TASK REQUIREMENTS: Check every line of the data below for the string "while", and copy the ones that hold it.

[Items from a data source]
┄┄┄┄┄┄┄┄┄┄┄┄┄┄┄┄┄┄┄┄

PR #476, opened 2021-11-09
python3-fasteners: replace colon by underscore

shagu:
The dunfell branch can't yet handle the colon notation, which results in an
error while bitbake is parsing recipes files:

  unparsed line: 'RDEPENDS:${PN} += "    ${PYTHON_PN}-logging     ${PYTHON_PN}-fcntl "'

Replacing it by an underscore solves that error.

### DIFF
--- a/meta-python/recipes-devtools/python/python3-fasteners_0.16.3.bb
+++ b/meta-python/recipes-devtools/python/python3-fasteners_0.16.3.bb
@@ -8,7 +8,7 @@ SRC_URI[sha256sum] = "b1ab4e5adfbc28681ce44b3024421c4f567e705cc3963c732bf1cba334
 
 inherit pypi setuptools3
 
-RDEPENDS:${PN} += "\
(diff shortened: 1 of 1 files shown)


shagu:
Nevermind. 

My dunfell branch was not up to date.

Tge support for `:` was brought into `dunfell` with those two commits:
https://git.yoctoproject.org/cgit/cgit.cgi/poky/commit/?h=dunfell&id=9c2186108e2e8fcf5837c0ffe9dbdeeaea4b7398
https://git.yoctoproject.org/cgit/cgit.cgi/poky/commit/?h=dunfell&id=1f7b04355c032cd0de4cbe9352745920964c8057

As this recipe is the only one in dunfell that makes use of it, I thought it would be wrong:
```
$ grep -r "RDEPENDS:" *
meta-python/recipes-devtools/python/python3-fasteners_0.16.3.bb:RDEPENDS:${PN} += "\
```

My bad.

┄┄┄┄┄┄┄┄┄┄┄┄┄┄┄┄┄┄┄┄

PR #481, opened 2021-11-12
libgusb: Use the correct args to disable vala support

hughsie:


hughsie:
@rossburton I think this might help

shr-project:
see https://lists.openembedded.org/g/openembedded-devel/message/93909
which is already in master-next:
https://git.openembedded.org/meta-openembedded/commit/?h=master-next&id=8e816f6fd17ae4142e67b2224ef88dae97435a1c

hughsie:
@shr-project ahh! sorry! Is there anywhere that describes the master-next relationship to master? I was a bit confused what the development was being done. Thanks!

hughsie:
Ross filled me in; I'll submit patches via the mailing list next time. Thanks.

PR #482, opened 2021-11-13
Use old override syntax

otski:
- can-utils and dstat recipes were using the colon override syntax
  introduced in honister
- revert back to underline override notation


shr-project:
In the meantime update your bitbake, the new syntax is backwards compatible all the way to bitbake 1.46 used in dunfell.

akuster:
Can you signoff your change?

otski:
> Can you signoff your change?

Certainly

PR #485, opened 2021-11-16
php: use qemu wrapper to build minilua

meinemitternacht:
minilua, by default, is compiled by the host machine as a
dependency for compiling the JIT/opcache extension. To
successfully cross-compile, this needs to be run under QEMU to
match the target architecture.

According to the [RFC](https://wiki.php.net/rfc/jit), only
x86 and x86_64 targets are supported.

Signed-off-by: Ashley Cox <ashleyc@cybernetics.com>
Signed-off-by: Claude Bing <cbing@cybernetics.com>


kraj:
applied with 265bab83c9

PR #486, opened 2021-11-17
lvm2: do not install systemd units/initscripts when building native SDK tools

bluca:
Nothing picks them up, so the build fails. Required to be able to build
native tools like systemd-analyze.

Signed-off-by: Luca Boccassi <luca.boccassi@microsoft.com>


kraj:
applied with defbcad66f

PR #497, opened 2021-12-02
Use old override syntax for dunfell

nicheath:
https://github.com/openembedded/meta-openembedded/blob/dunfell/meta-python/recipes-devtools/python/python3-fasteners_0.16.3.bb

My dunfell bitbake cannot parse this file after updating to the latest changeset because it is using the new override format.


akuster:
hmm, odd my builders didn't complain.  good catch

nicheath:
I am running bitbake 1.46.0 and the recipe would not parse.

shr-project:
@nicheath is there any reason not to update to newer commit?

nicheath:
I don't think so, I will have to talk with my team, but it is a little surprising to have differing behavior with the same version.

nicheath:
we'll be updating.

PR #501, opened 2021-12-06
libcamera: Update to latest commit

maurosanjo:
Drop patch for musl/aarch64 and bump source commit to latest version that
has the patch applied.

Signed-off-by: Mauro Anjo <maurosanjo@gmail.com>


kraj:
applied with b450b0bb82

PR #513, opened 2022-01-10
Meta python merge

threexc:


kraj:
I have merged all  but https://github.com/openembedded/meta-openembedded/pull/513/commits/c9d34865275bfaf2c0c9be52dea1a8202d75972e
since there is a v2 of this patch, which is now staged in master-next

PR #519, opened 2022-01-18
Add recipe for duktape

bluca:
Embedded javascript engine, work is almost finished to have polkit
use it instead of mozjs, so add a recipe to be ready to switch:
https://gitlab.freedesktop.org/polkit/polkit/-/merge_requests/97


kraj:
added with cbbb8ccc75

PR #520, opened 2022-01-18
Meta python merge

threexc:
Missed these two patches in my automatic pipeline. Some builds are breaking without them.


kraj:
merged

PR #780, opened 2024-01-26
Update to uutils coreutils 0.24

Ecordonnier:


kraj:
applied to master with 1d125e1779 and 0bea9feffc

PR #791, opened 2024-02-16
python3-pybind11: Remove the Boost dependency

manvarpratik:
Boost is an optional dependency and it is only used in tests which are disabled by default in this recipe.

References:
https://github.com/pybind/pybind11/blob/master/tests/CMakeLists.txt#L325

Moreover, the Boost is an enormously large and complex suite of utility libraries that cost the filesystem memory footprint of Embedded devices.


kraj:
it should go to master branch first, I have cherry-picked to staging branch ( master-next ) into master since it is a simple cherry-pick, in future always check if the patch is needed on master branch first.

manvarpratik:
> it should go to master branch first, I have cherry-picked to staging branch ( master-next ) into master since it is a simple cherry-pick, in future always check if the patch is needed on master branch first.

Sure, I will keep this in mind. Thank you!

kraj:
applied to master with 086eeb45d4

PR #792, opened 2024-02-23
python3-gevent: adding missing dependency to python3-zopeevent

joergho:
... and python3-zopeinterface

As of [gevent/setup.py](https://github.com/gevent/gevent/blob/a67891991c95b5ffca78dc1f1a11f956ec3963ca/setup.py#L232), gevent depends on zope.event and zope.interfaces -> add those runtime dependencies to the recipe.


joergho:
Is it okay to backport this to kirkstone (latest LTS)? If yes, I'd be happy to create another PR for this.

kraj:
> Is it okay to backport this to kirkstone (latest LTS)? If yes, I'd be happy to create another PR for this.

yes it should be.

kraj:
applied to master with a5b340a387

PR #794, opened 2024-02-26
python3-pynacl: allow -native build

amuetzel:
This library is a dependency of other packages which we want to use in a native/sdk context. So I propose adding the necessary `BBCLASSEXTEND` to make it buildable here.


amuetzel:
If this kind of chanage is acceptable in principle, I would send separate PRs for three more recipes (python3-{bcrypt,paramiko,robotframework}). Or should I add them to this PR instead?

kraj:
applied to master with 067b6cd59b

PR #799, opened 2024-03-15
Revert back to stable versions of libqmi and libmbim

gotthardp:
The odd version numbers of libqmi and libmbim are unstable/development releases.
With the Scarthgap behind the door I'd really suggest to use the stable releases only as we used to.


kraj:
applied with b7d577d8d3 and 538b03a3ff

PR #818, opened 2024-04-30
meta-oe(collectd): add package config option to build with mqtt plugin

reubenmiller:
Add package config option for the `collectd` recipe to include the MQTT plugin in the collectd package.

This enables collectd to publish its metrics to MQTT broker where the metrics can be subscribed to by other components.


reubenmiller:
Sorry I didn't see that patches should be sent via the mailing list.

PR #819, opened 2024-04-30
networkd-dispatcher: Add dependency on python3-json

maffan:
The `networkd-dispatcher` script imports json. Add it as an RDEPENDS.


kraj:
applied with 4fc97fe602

┄┄┄┄┄┄┄┄┄┄┄┄┄┄┄┄┄┄┄┄

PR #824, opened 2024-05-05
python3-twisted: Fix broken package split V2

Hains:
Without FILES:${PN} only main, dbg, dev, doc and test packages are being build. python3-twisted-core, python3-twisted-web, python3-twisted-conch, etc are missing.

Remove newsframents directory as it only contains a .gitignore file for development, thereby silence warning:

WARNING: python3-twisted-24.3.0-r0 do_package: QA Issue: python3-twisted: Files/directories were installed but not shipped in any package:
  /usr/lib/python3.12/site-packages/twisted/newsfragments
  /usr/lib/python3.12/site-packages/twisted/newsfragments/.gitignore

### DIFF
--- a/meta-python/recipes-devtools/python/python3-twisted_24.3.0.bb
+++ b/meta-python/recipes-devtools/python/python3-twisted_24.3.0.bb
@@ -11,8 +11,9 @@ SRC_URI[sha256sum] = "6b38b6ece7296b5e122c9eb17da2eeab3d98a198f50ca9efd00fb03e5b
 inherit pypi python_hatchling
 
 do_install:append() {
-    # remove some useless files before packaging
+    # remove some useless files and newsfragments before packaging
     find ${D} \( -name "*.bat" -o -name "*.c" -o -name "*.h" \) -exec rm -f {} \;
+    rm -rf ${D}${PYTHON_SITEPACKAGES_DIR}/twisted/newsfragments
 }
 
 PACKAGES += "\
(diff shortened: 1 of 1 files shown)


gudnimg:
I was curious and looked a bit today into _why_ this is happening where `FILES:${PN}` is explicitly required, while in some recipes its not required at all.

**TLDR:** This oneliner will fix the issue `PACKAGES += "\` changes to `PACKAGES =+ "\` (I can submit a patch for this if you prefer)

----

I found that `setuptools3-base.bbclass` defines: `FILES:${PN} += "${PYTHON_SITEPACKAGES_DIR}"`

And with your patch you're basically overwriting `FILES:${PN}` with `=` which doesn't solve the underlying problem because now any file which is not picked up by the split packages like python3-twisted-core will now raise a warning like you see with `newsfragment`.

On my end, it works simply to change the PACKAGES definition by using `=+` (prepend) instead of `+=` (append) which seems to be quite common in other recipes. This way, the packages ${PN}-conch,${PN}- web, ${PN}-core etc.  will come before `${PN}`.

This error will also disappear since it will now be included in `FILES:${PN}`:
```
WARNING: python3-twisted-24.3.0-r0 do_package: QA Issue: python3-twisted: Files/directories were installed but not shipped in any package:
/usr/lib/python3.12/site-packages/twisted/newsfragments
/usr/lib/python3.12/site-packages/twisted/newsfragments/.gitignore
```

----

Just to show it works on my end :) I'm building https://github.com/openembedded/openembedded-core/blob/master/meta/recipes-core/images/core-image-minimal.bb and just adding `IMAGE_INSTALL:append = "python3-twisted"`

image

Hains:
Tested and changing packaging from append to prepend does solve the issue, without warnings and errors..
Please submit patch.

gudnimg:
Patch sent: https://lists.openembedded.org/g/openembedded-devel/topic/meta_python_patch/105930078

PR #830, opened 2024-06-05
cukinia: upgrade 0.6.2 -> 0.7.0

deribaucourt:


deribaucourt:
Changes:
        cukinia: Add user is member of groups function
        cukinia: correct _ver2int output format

┄┄┄┄┄┄┄┄┄┄┄┄┄┄┄┄┄┄┄┄

RESULT BELOW:
error while bitbake is parsing recipes files:
I was curious and looked a bit today into _why_ this is happening where `FILES:${PN}` is explicitly required, while in some recipes its not required at all.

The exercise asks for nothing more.